* [What the task asks]: Lift every line from the entries that includes the word "Hello".

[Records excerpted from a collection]
PR #184, opened 2022-06-03
Added a pointer to the v2 README from the v3 readme.

jimmyca15:


README.md
```diff
@@ -20,6 +20,12 @@ Here are some of the benefits of using this library:
 
 **API Reference**: https://go.microsoft.com/fwlink/?linkid=2091700
 
+## Content Version
+
+The content of this README relates to version 3 of the Microsoft.FeatureManagement library.
```
avanigupta, line 25: How about calling it "version 3 and above"?
Similarly, "version 2 and lower"?

avanigupta (approved):

README.md
jimmyca15: I think at any point in time a given readme will only apply to a single major version. For example, the v2 readme mentioned here describes features that aren't available in v1. So I'd be weary of attaching the readme to more than one version.

avanigupta: Makes sense, thanks!

Issue #28, opened 2019-11-29
Feature filters are combined with a logical OR


RemyBoyer:
Hello,

While experimenting with the sdk, we noticed that when evaluating the filters and the contextual filters, the `FeatureManager` internal loop will break and return `true` for the first filter that returns `true`.

We are planning to use heavily the sdk, but we feel that our needs are mainly steering towards a logical AND.

For example, we will want to enable a feature for one specific country (contextual filter), but only for a defined percentage of them (filter). This would look like this in the app configuration store :

```
"conditions": {
    "client_filters": [
        {
            "name": "CountryContextual",
            "parameters": {
                "Country": [
                    "FR",
                    "IT"
                ]
            }
        },
        {
            "name": "Microsoft.Percentage",
            "parameters": {
                "Value": "50"
            }
        }
    ]
}
```

We imagine we might be able to create "meta" filters that would contain a logical operator and a list of sub filters, which can also be recursive. This would solve pretty much any use case we could imagine, but it seems to be a little over-complicated.

We could also create our own implementation of `IFeatureManager`, but the required dependency  `IFeatureSettingsProvider` is currently internal.

In our opinion, the most sensible default combination operator should be an AND.

What's your opinion on that? Do you think of any built-in or alternative way of reaching our goals?

jimmyca15:
Hello @RemyBoyer ,

Trying to introduce AND vs OR behavior in the evaluation of feature filters can be complex. It seems to me that a better approach to this issue would be to create the country filter to be percentage aware.

```
        {
            "name": "CountryContextual",
            "parameters": {
                "Countries": [
                    {
                      "Code": "FR",
                      "Percentage": 10
                    },
                    {
                      "Code": "IT",
                      "Percentage": 30
                    }
                ]
            }
        }
```

The `Microsoft.FeatureManagement` library is perfectly fine to handle a filter like this. You may find a disconnect when trying to set up a filter like this in the Azure App Configuration portal since you mentioned what it would look like in Azure App Configuration. When configuring feature filters in the Azure App Configuration portal, it is difficult to model arrays (see issues #27 and [147](https://github.com/Azure/AppConfiguration/issues/147)). It is even more difficult to model arrays of objects. This is something we are currently in the process of revamping.

Ignoring the current portal configuration issue that I mentioned, does that sound like an adequate solution?

RemyBoyer:
Hello @jimmyca15 ,

[...]

PR #192, opened 2022-06-22
Allow a feature flag to require all registered feature filters be enabled.

jimmyca15:
In response to #28.

## Combine feature filters with AND

By default, feature filters are evaluated using a logical OR operation. If any feature filter that is registered for a feature is enabled, then the feature is considered to be enabled. This PR adds the capability to customize this so that feature filters are combined with a logical AND operation. This means all registered feature filters would need to be enabled for the feature to be considered enabled.

### Configuration

Overriding feature filter evaluation to use AND can be done by specifying the `RequirementType` for a given feature flag.

**RequirementType**
* **Any**: Default. If any feature filter is enabled, the feature will be considered enabled.
* **All**: Requires all feature filters to be enabled to enable a feature

```json
{
    "FeatureManagement": {
        "FeatureFlags": {
            "MyAndFeature": {
                "RequirementType": "All",
                "EnabledFor": [
                    {
                        "Name": "Test",
                        "Parameters": {}
                    },
                    {
                        "Name": "Test2",
                        "Parameters": {}
                    }
                ]
            }
        }
    }
}
```

### DIFF
--- a/src/Microsoft.FeatureManagement/ConfigurationFeatureFlagDefinitionProvider.cs
+++ b/src/Microsoft.FeatureManagement/ConfigurationFeatureFlagDefinitionProvider.cs
@@ -22,6 +22,7 @@ namespace Microsoft.FeatureManagement
         private const string FeatureManagementSectionName = "FeatureManagement";
         private const string FeatureFlagDefinitionsSectionName = "FeatureFlags";
         private const string FeatureFiltersSectionName = "EnabledFor";
+        private const string RequirementTypeKeyword = "RequirementType";
         private readonly IConfiguration _configuration;
         private readonly ConcurrentDictionary<string, FeatureFlagDefinition> _featureFlagDefinitions;
         private IDisposable _changeSubscription;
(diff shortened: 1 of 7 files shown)


rossgrambo:
Closing in favor of https://github.com/microsoft/FeatureManagement-Dotnet/pull/221

src/Microsoft.FeatureManagement/ConfigurationFeatureFlagDefinitionProvider.cs
```diff
@@ -149,6 +152,20 @@ We support
             }
             else
             {
+                string rawRequirementType = configurationSection[RequirementTypeKeyword];
+
+                if (!string.IsNullOrEmpty(rawRequirementType))
+                {
+                    if (!Enum.TryParse(rawRequirementType, true, out RequirementType r))
```
avanigupta, line 159: We dont need a new variable for RequirementType.
We can do this:
`Enum.TryParse(rawRequirementType, true, out requirementType)`

Then we dont even need to do `requirementType = r` later.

* [Result of this exercise]:
Hello,
Hello @RemyBoyer ,
Hello @jimmyca15 ,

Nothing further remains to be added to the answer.